PR #573, opened 2016-04-12
This extension adds the ability to split a cell vertically in a notebook.

cdknorow:
This shows the idea, in this extension you can currently only toggle the split cell using shift-s in command mode. I haven't added a button yet. The information is stored in the cell metadata. 

3f97874c-f93d-11e5-9f3c-7efe97d7dac3

### DIFF
--- a/nbextensions/usability/splitcell/readme.md
+++ b/nbextensions/usability/splitcell/readme.md
@@ -1,0 +1,3 @@
+## Split Cells for Jupyter/Ipython Notebooks
+
+Enter command mode (esc), use shift-s to toggle the current cell to either a split cell or full width.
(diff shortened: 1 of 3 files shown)


jcb91:
Looks nice! Could you use Jupyter rather than IPython for the namespace please?

For adding a toolbar button, it's probably worth making the switching an action so that it can also be used more generally (see, e.g. [nbextensions/usability/init_cell/main.js#L40-L50](https://github.com/ipython-contrib/IPython-notebook-extensions/blob/22dd78c42ec8dd1724120345b7472d595bfdb264/nbextensions/usability/init_cell/main.js#L40-L50) for an example).

cdknorow:
@jcb91 Thanks for the advice. I updated the name space and added a nice button. I messed up the commit update, ended up just creating a new pull requests instead.

Issue #585, opened 2016-04-19
Can't get Markdown to export rendered values


rfenner:
I installed the extensions using the setup.py file but When exporting some python markdown it doesn't render the markdown output.
I'm using jupyter 4.0.6 with python 2.7
I had to fix the install.py error where FileNotFoundError is not available in python 2.7. I fixed it by adding at the after imports
```
try:
  FileNotFoundError
except NameError:
  FileNotFoundError = IOError.
```

Beyond that it installed fine

My jupyter_nbconvert_config.json looks like
`{
  "Exporter": {
    "preprocessors": [
      "pre_codefolding.CodeFoldingPreprocessor",
      "pre_pymarkdown.PyMarkdownPreprocessor"
    ],
    "template_path": [
      ".",
      "/Users/rfenner/Library/Jupyter/templates"
    ]
  },
  "NbConvertApp": {
    "postprocessor_class": "post_embedhtml.EmbedPostProcessor"
  },
  "version": 1
}`

If I followed the wiki and added the line for the preprocessor .py file I'd see a message about a conflict when running jupyter nbconvert.

For some reason it just doesn't seem to be running the preprocessor.
I did add the path to preprocessor to the PYTHONPATH as well

juhasch:
Can you run nbconvert using the `--debug` option, i.e.
```
jupyter nbconvert test-markdown.ipynb --debug
```
and post the output ?

rfenner:
[NbConvertApp] Config changed:
[NbConvertApp] {'NbConvertApp': {'log_level': 10}}
[NbConvertApp] Searching [u'/Users/rfenner/Downloads/IPython-notebook-extensions-master', '/Users/rfenner/.jupyter', '/Users/rfenner/Library/Enthought/Canopy_64bit/User/etc/jupyter', '/usr/local/etc/jupyter', '/etc/jupyter'] for config files
[NbConvertApp] Attempting to load config file jupyter_config.py in path /etc/jupyter
[NbConvertApp] Attempting to load config file jupyter_config.json in path /etc/jupyter
[NbConvertApp] Attempting to load config file jupyter_config.py in path /usr/local/etc/jupyter
[NbConvertApp] Attempting to load config file jupyter_config.json in path /usr/local/etc/jupyter
[NbConvertApp] Attempting to load config file jupyter_config.py in path /Users/rfenner/Library/Enthought/Canopy_64bit/User/etc/jupyter
[...]

PR #586, opened 2016-04-20
FileNotFoundError is not available in Python 2

juhasch:
As noted in #585

### DIFF
--- a/install.py
+++ b/install.py
@@ -80,7 +80,7 @@ def uninstall_files():
                     try:
                         os.rmdir(src)
                     except OSError as ex:
-                        if ex.errno not in (errno.ENOTDIR, errno.ENOTEMPTY):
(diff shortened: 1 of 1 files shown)


jcb91:
Rather than remove it's handling completely, perhaps we could check its errno, as with the oserror, and as discussed in http://stackoverflow.com/questions/21367320/searching-for-equivalent-of-filenotfounderror-in-python-2 ?

juhasch:
Hmm, I guess `FileNotFoundError` is a subclass of OSError and corresponds to `errno ENOENT`.
https://docs.python.org/3/library/exceptions.html#FileNotFoundError

Maybe add this:
```
if ex.errno not in (errno.ENOTDIR, errno.ENOTEMPTY, errno.ENOENT):
```
 ?

jcb91:
Yep, sounds about right

juhasch:
Done. Thanks for the hint.

PR #587, opened 2016-04-20
Feature/svg2pdf

juhasch:
Add SVG to PDF preprocessor for nbconvert, so notebooks with svg images in markdown can be converted to PDF


juhasch:
As mentioned in https://github.com/jupyter/nbconvert/issues/244

PR #588, opened 2016-04-21
Add tests for preprocessors

juhasch:
Test
* pre_pymarkdown
* pre_codefolding
* pre_svg2pdf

### [Exercise objective]
Pull out all lines from the entries above that include the word "splitcell".

### [Answer]
--- a/nbextensions/usability/splitcell/readme.md
+++ b/nbextensions/usability/splitcell/readme.md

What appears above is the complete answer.